Todd McCarthy, who reviewed the film for The Hollywood Reporter, felt the installment was "disappointingly bland and unnecessarily protracted". He was critical of the leisurely pace and noted it felt "like a manufactured product through and through, ironic and sad given its revolutionary theme". Richard Corliss of Time felt the film was a placeholder for the second installment and noted "Lawrence isn't given much opportunity to do anything spectacularly right here."
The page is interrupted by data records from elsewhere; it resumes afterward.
PR #2015, opened 2020-12-02
Prometheus quick fix

Maxusmusti:
The quay org had a name change from "prom" to "prometheus"

### DIFF
--- a/lib/pbench/agent/tool_data_sink.py
+++ b/lib/pbench/agent/tool_data_sink.py
@@ -221,7 +221,7 @@ class PromCollector(BaseCollector):
                 )
                 return 0
 
-            args = ["podman", "pull", "prom/prometheus"]
+            args = ["podman", "pull", "quay.io/prometheus/prometheus"]
             try:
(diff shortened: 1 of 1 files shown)


lib/pbench/agent/tool_data_sink.py
```diff
@@ -221,7 +221,7 @@ def launch(self):
                 )
                 return 0
 
-            args = ["podman", "pull", "prom/prometheus"]
+            args = ["podman", "pull", "quay.io/prometheus/prometheus"]
```
dbutenhof, line 224: In scrum I think Pete had suggested that we consider moving this to a config option, which would allow easily substituting another build of Prometheus tools if necessary for some special purpose. That might be worth considering; but I don't think it needs to gate the "quick fix".

dbutenhof (approved):

lib/pbench/agent/tool_data_sink.py
portante: Tracked in issue #2016.

portante (approved):

PR #2020, opened 2020-12-04
Fix server spec file

dbutenhof:
The reorganized API resource files need to be represented properly in the RPM spec file.

There are several flake8/black violations elsewhere that somehow got past presubmit checks that I needed to fix to get this in; I know Pete has already fixed at least one of them.


npalaska (dismissed):
black was complaining about single vs double quotes?

ndokos (approved):

portante (approved):

PR #2022, opened 2020-12-04
Fix bad jenkins "pytests" runs

portante:
And as a result, we fix the issues caught by these fixes.


dbutenhof (approved):
Cool!

jenkins/run
```diff
@@ -54,6 +54,9 @@ if [[ ${?} -ne 0 ]]; then
     exit 1
 fi
 
+find . -name __pycache__ -exec rm -r {} \; > /dev/null 2>&1
```
npalaska, line 57: should we do `-name __pycache__ -or -name '*.pyc'` I find sometime I need to clear .pyc files to get the pytest working, but if they also get clear when we clear the cache thats fine

portante: Where do you find the `.pyc` files?

npalaska: Ahh interesting I didnt notice they all fall under `__pycache__` directory, cool

npalaska (approved):

ndokos (approved):

PR #2024, opened 2020-12-04
Add endpoint configuration query

dbutenhof:
The advertised endpoints are self-configuring based on reverse-proxy configuration as long as the reverse-proxy service advertises the configured external host address either via `Forward: [...];host=<name>[;...]` or by `X-Forwarded-Host: <host>[,...]` (note that in the latter case, the first hostname given is presumed to be the first and most appropriate proxy).

The following sample is generated by a `GET <host>/api/v1/endpoints` with the header `X-Forwarded-Host: pbench.perf.lab.eng.bos.redhat.com:8902`, for example:

```
{
  "api": {
    "controllers_list": "http://pbench.perf.lab.eng.bos.redhat.com:8902/api/v1/api/v1/controllers/list",
    "controllers_months": "http://pbench.perf.lab.eng.bos.redhat.com:8902/api/v1/api/v1/controllers/months",
    "elasticsearch": "http://pbench.perf.lab.eng.bos.redhat.com:8902/api/v1/api/v1/elasticsearch",
    "endpoints": "http://pbench.perf.lab.eng.bos.redhat.com:8902/api/v1/api/v1/endpoints",
    "graphql": "http://pbench.perf.lab.eng.bos.redhat.com:8902/api/v1/api/v1/graphql",
    "host_info": "http://pbench.perf.lab.eng.bos.redhat.com:8902/api/v1/api/v1/host_info",
    "login": "http://pbench.perf.lab.eng.bos.redhat.com:8902/api/v1/api/v1/login",
    "logout": "http://pbench.perf.lab.eng.bos.redhat.com:8902/api/v1/api/v1/logout",
    "register": "http://pbench.perf.lab.eng.bos.redhat.com:8902/api/v1/api/v1/register",
    "upload_ctrl": "http://pbench.perf.lab.eng.bos.redhat.com:8902/api/v1/api/v1/upload/ctrl/",
    "user": "http://pbench.perf.lab.eng.bos.redhat.com:8902/api/v1/api/v1/user/"
  },
  "identification": "Pbench server 0.71.0-11gdb60e9279",
  "indices": {
    "result_data_index": "drb.v5.result-data.",
    "result_index": "drb.v5.result-data-sample.",
    "run_index": "drb.v6.run-data.",
    "run_toc_index": "drb.v6.run-toc."
  }
}
```

This requires that the dashboard do a `fetch` back through the `origin` address with suffix `/api/v1/endpoints`, and stash the resulting JSON somewhere. I have a prototype dashboard branch where I've simply replaced the `<script>` in `document.ejs` with a more dynamic version that amounts to effectively the same HTTP and Javascript operations performed to load the static `endpoints.js` used by the current code:

```
  <!-- runtime endpoints config -->
  <script type="text/javascript">
    var response = await fetch(window.origin + "/api/v1/endpoints");
    window.endpoints = await response.json();
  </script>
```

(Though whether this is the "best" way to do it may be another question, it works... of course with appropriate changes to the endpoint references through the code, and I haven't yet gotten the e2e tests debugged enough to push a draft PR.)

_NOTE_

The `user` endpoint in Flask ends with a parameter template string; I decided to remove that from the endpoint, but leave the trailing `/` so the dashboard can simply append the username on the URI. The simple parsing here won't work if we end up with a template string that's not at the end, but that's agile.


dbutenhof:
I realize I missed another meta-comment. I materialized "api" as the "root" path to the Pbench server APIs, but perhaps a better and more expandable (maybe even more approachable) mechanism would be to make that a dict of all the supported APIs rather than requiring the client to know them and paste paths together. E.g.,

```
    "api": {
        "queryControllers": {"uri": "dhcp31-170.perf.lab.eng.bos.redhat.com:8001/api/v1/controllers/list"},
        "queryResults": {"uri": "dhcp31-170.perf.lab.eng.bos.redhat.com:8001/api/v1/controllers/runs"},
        [...]
    }
```

I.e., the "api" dict key would match the dashboard service level names. The use of a nested dict with "uri" allows expansion to additional metadata, for example a description string or even a full JSON schema definition of request and response payloads if we eventually want to go that far.

portante (changes requested):
Instead of a separate API endpoint, why not render the web page served to the browser with the information embedded in the rendered page?

dbutenhof:
> Instead of a separate API endpoint, why not render the web page served to the browser with the information embedded in the rendered page?

One big reason is that this is part of the server, not the dashboard. It can be used by curl, or Postman, or any other client to learn the server configuration.

Now, we still need the client to know how to do that first query to find the configuration, and that needs to be known externally somehow. That's where your suggestion might come in, on the dashboard side.

It also occurs to me that a GET <server>:8001 probably should return this information rather than requiring the client to know <server>:8001/api/v1/endpoints. Then if we do a "v2" API the default unqualified endpoint would return the latest version info.

Maybe it should even identify itself as "server": "Pbench server 0.71-xxx" or some such.

gurbirkalsi:
@dbutenhof With the endpoint configuration being integrated into the dashboard binary, is this endpoint going to serve as a starting point for the deployment process to populate `config/endpoints.js` before running `yarn build` and eventually moving it to the target server?

portante:
> @dbutenhof With the endpoint configuration being integrated into the dashboard binary, is this server endpoint going to be a starting point for the deployment process to populate `config/endpoints.js` before running `yarn build` and eventually moving it to the target server?

We need to really consider what it means to embed configuration information into the dashboard binary.

Ideally, the dashboard code should deployable to any server environment, and once loaded into the browser, it figures out its configuration from the server from which it was loaded.  Having the feature that a given dashboard binary could be built for staging, tested there, and then deployed to production with out any changes to the binary is highly desirable.

So let's say the starting URL for the dashboard code is:  `https://pbench.example.com/dashboard/`.  Then the browser will be served the `index.html` file from the disk of the server at `pbench.example.com:/var/www/html/dashboard/index.html`.  The `.html` will reference relative paths for the Javascript components, favicons, images, etc.  We can also configure the web-server to respond to an `https://pbench.example.com/api` or `https://pbench.example.com/dashboard/api` where the browser can then fetch the endpoint configuration information, just it does the CSS, fonts, and other static media.

gurbirkalsi:
I've addressed these requirements in https://github.com/distributed-system-analysis/pbench-dashboard/pull/110. Please let me know if these changes meet the requirements for deploying the dashboard binary with a standalone config.

lib/pbench/server/api/resources/endpoint_configure.py
```diff
@@ -0,0 +1,99 @@
...
+        __init__ Construct the API resource
+
+        Args:
+            config (PbenchServerConfig): server config values
+            logger (Logger): message logging
+        """
+        self.logger = logger
+        port = config.get("pbench-server", "rest_port")
+        host = config.get("pbench-server", "host")
+        self.host = f"{host}"
```
portante, line 25: Can this be `str(host)` instead?

portante (dismissed):

lib/pbench/server/api/resources/endpoint_configure.py
dbutenhof: Sure; why not?

lib/pbench/server/api/resources/endpoint_configure.py
```diff
@@ -0,0 +1,99 @@
...
+        __init__ Construct the API resource
+
+        Args:
+            config (PbenchServerConfig): server config values
+            logger (Logger): message logging
+        """
+        self.logger = logger
+        port = config.get("pbench-server", "rest_port")
+        host = config.get("pbench-server", "host")
+        self.host = f"{str(host)}"
```
portante, line 25: Wait, why not just, `self.host = str(host)`?

portante (approved):

lib/pbench/server/api/resources/endpoint_configure.py
dbutenhof: Because ... I just kinda made the change on autopilot without really thinking? It does look just a teeny bit... weird, doesn't it.

portante (approved):

dbutenhof:
Ha; just realized I messed this up a bit; another version coming soon.

portante (dismissed):

dbutenhof:
NOTE: The big missing piece here is a way to configure a server for an external proxy like our production/staging environment. There's also a related bug in fabricating the `results` "API" link.

The server only inherently knows its own host address and the configured server port. Now, we support (by default) an Apache reverse proxy to make the API accessible via http/https instead of specifying a new port. (Note that `results` is just normal Apache access to local files through `<pbench-root>/public_html/results` and doesn't need a special port, although in the future we'll be moving this to a real server API so we don't need to run Apache locally or even have a local filesystem to server.)

When you're running with an external proxy, however, we don't want to direct the dashboard to the local host/port(s) at all, so we need new `pbench-server.cfg` options to describe the external proxy configuration here. Something like:

```
[ReverseProxy]
host = pbench.example.com
http_port = 8901
api_port = 8902
```

The endpoint configuration API would then express all the endpoints in terms of that configured proxy address rather than using the local host and port. (Note that unless we _also_ run the local Apache reverse-proxy, the NGINX configuration will need to route the /api URI path to the local server port, and other accesses to local http; whereas if we do keep the local proxy, we don't need to open the server port and NGINX would always route to http/https.)

Note that for this to work we also need Ansible configuration script changes to distinguish local Apache reverse-proxy from remote (e.g., NGINX) reverse-proxy. In the former case, as now, we need to configure Apache local reverse-proxy; in the latter case, we need to instead open the local API port in the firewall. For now, I guess we always need to configure Apache locally; if we drop the Apache `public_html` results access and move to a real API, we could drop that and completely drop Apache configuration from the "remote proxy" configuration flow. I started documenting some of this work in issue #2099 a while ago.

lib/pbench/test/unit/server/test_endpoint_configure.py
```diff
@@ -0,0 +1,42 @@
...
+        """
+        host = server_config.get("pbench-server", "proxy_host")
+        uri_prefix = server_config.rest_uri
+        uri = f"{host}{uri_prefix}"
+        prefix = get_index_prefix(server_config)
+        expected_results = {
+            "metadata": {
+                "identification": f"Pbench server {server_config.COMMIT_ID}",
+                "prefix": prefix,
+                "run_index": f"{prefix}.v6.run-data.",
```
portante, line 25: Not sure this is correct for the dashboard today, as it is currently concatenating the prefix and the specific index where needed.  In the future, when we drop direct Elasticsearch queries from the dashboard, we'll be able to drop the need for this index names.  But for now, we can avoid additional code changes in the dashboard until then by not adding the prefix in the index names.

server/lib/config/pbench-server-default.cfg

In a 2023 interview with People magazine, director Francis Lawrence admitted that he regretted splitting Mockingjay into two parts. He said: "What I realized in retrospect — and after hearing all the reactions and feeling the kind of wrath of fans, critics and people at the split — is that I realized it was frustrating. And I can understand it. In an episode of television, if you have a cliffhanger, you have to wait a week or you could just binge it and then you can see the next episode. But making people wait a year, I think, came across as disingenuous, even though it wasn't. Our intentions were not to be disingenuous. In truth, we got more on the screen out of the book than we would've in any of the other movies because you're getting close to four hours of screen time for the final book. But, I see and understand how it frustrated people." Because of these reasons, Lawrence desisted from likewise splitting in two parts The Hunger Games: The Ballad of Songbirds & Snakes despite briefly considering the possibility due to the novel's length.

==Accolades==

List of Awards and Nominations
| Award | Category | Recipients | Results |
| Black Reel Awards | Outstanding Breakthrough Performance – Female | Patina Miller | Nominated |
| Broadcast Film Critics Association | Best Actress in Action Movie | Jennifer Lawrence | Nominated |
| Best Song | "Yellow Flicker Beat" by Lorde | Nominated |
| Golden Globe Awards | Best Original Song – Motion Picture | "Yellow Flicker Beat" by Lorde | Nominated |
| Women Film Critics Circle | Best Female Images in Movies |  | Won |
| Kid's Choice Awards | Favorite Villain | Donald Sutherland | Nominated |
| Favorite Movie | The Hunger Games: Mockingjay - Part 1 | Won |
| Favorite Male Action Star | Liam Hemsworth | Won |
| Favorite Female Action Star | Jennifer Lawrence | Won |
| MTV Movie Awards | Movie of the Year | The Hunger Games: Mockingjay - Part 1 | Nominated |
| Best Female Performance | Jennifer Lawrence | Nominated |
| Best Musical Moment | Jennifer Lawrence | Won |
| Best On-Screen Transformation | Elizabeth Banks | Won |
| Best Hero | Jennifer Lawrence | Nominated |
| Saturn Awards | Best Science Fiction Film | The Hunger Games: Mockingjay - Part 1 | Nominated |
| Best Actress | Jennifer Lawrence | Nominated |
| Teen Choice Awards | Choice Movie: Sci-Fi/Fantasy |  | Won |
| Choice Movie Actor: Sci-Fi/Fantasy | Liam Hemsworth | Nominated |
| Josh Hutcherson | Won |
| Choice Movie Actress: Sci-Fi/Fantasy | Jennifer Lawrence | Won |
| Choice Movie: Villain | Donald Sutherland | Nominated |
| Choice Movie: Liplock | Jennifer Lawrence and Liam Hemsworth | Nominated |

==Sequel==

On July 10, 2012, Lionsgate announced that the second part of the Mockingjay adaptation was set for release on November 20, 2015, with Francis Lawrence again directing.